Data section:
━━━━━━━━━━━━━━━━━━━━
PR #2122, opened 2024-07-19
Do not edit sensitive data set in machineconfig

danpawlik:
By editing the sensitive data for the OpenShift, later the machineconfig daemon will set the node as degraded, so later the operations that we would like to be done via machineconfig manifests, will be not triggered.
Some projects are using the machineconfig manifests to configure the host, not directly by using the Ansible.

### DIFF
--- a/ci/playbooks/collect-logs.yml
+++ b/ci/playbooks/collect-logs.yml
@@ -117,6 +117,8 @@
               chown -R "{{ ansible_user }}" libvirt
               chown "{{ ansible_user }}" *
               cp /etc/containers/registries.conf {{ ansible_user_dir }}/zuul-output/logs/
+              cp -r /etc/containers/registries.conf.d {{ ansible_user_dir }}/zuul-output/logs/
+              chown -R "{{ ansible_user }}" {{ ansible_user_dir }}/zuul-output/logs/registries.conf.d
 
         - name: Copy generated documentation if available
           when:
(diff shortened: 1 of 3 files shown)


danpawlik:
Based on https://docs.redhat.com/en/documentation/openshift_container_platform/4.6/html/post-installation_configuration/post-install-machine-configuration-tasks#machineconfig-modify-journald_post-install-machine-configuration-tasks

danpawlik:
recheck

danpawlik:
recheck

raukadah:
recheck

ci/playbooks/collect-logs.yml
```diff
@@ -118,6 +118,15 @@
               chown "{{ ansible_user }}" *
               cp /etc/containers/registries.conf {{ ansible_user_dir }}/zuul-output/logs/
 
+        - name: Copy registries.conf.d directory
+          become: true
+          ansible.builtin.copy:
+            src: /etc/containers/registries.conf.d
+            dest: "{{ ansible_user_dir }}/zuul-output/logs/registries.conf.d"
```
raukadah, line 125: Task defined at Line 110 is already copying content from `/etc/containers/registries.conf`. Instead of this task, Can we replace this task with `cp /etc/containers/registries.conf.d {{ ansible_user_dir }}/zuul-output/logs/registries.conf.d` at line 120?

It will keep the existing pattern.

raukadah (commented):
Rest looks good, left one minute comment.

PR #2132, opened 2024-07-22
Add the `when` case for import vs include doc

cjeanner:
Also re-generate the dictionnary that was obviously manually edited

- [X] Appropriate documentation is up to date.


rebtoor (approved):
/lgtm

PR #2133, opened 2024-07-22
[devscripts] Added when clause in the `async_status` task

rebtoor:
Since we weren't check for the dry_run execution of the devscripts
(via the `cifmw_devscripts_dry_run` boolean variable), the task "Check
async deploy status" failed in the `default` molecule scenario where
the above mentioned variable was set to `true`.

### DIFF
--- a/roles/devscripts/tasks/main.yml
+++ b/roles/devscripts/tasks/main.yml
@@ -49,6 +49,8 @@
   poll: 0
 
 - name: Check async deploy status
+  when:
+    - not cifmw_devscripts_dry_run | bool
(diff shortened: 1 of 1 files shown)


roles/devscripts/tasks/main.yml
```diff
@@ -49,6 +49,8 @@
   poll: 0
 
 - name: Check async deploy status
+  when:
+    - not cifmw_devscripts_dry_run | bool
```
cjeanner, line 53: we could also `when: _devscripts_deploy.ansible_job_id is defined` - but this one should be good as well.

Issue #2218, opened 2022-04-07
KafkaTestUtils getCurrentOffset() could take a AdminClient as argument


gurpiarbassi:
**Expected Behavior**

I'd like to be able to pass AdminClient as a argument to this method. That way I can initialise the AdminClient with relevant SSL properties to connect to a SSL cluster.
━━━━━━━━━━━━━━━━━━━━
Exercise directions:
The records above must be transcribed line for line, exactly.

Answer below:
PR #2122, opened 2024-07-19
Do not edit sensitive data set in machineconfig

danpawlik:
By editing the sensitive data for the OpenShift, later the machineconfig daemon will set the node as degraded, so later the operations that we would like to be done via machineconfig manifests, will be not triggered.
Some projects are using the machineconfig manifests to configure the host, not directly by using the Ansible.

### DIFF
--- a/ci/playbooks/collect-logs.yml
+++ b/ci/playbooks/collect-logs.yml
@@ -117,6 +117,8 @@
               chown -R "{{ ansible_user }}" libvirt
               chown "{{ ansible_user }}" *
               cp /etc/containers/registries.conf {{ ansible_user_dir }}/zuul-output/logs/
+              cp -r /etc/containers/registries.conf.d {{ ansible_user_dir }}/zuul-output/logs/
+              chown -R "{{ ansible_user }}" {{ ansible_user_dir }}/zuul-output/logs/registries.conf.d
 
         - name: Copy generated documentation if available
           when:
(diff shortened: 1 of 3 files shown)


danpawlik:
Based on https://docs.redhat.com/en/documentation/openshift_container_platform/4.6/html/post-installation_configuration/post-install-machine-configuration-tasks#machineconfig-modify-journald_post-install-machine-configuration-tasks

danpawlik:
recheck

danpawlik:
recheck

raukadah:
recheck

ci/playbooks/collect-logs.yml
```diff
@@ -118,6 +118,15 @@
               chown "{{ ansible_user }}" *
               cp /etc/containers/registries.conf {{ ansible_user_dir }}/zuul-output/logs/
 
+        - name: Copy registries.conf.d directory
+          become: true
+          ansible.builtin.copy:
+            src: /etc/containers/registries.conf.d
+            dest: "{{ ansible_user_dir }}/zuul-output/logs/registries.conf.d"
```
raukadah, line 125: Task defined at Line 110 is already copying content from `/etc/containers/registries.conf`. Instead of this task, Can we replace this task with `cp /etc/containers/registries.conf.d {{ ansible_user_dir }}/zuul-output/logs/registries.conf.d` at line 120?

It will keep the existing pattern.

raukadah (commented):
Rest looks good, left one minute comment.

PR #2132, opened 2024-07-22
Add the `when` case for import vs include doc

cjeanner:
Also re-generate the dictionnary that was obviously manually edited

- [X] Appropriate documentation is up to date.


rebtoor (approved):
/lgtm

PR #2133, opened 2024-07-22
[devscripts] Added when clause in the `async_status` task

rebtoor:
Since we weren't check for the dry_run execution of the devscripts
(via the `cifmw_devscripts_dry_run` boolean variable), the task "Check
async deploy status" failed in the `default` molecule scenario where
the above mentioned variable was set to `true`.

### DIFF
--- a/roles/devscripts/tasks/main.yml
+++ b/roles/devscripts/tasks/main.yml
@@ -49,6 +49,8 @@
   poll: 0
 
 - name: Check async deploy status
+  when:
+    - not cifmw_devscripts_dry_run | bool
(diff shortened: 1 of 1 files shown)


roles/devscripts/tasks/main.yml
```diff
@@ -49,6 +49,8 @@
   poll: 0
 
 - name: Check async deploy status
+  when:
+    - not cifmw_devscripts_dry_run | bool
```
cjeanner, line 53: we could also `when: _devscripts_deploy.ansible_job_id is defined` - but this one should be good as well.

Issue #2218, opened 2022-04-07
KafkaTestUtils getCurrentOffset() could take a AdminClient as argument


gurpiarbassi:
**Expected Behavior**

I'd like to be able to pass AdminClient as a argument to this method. That way I can initialise the AdminClient with relevant SSL properties to connect to a SSL cluster.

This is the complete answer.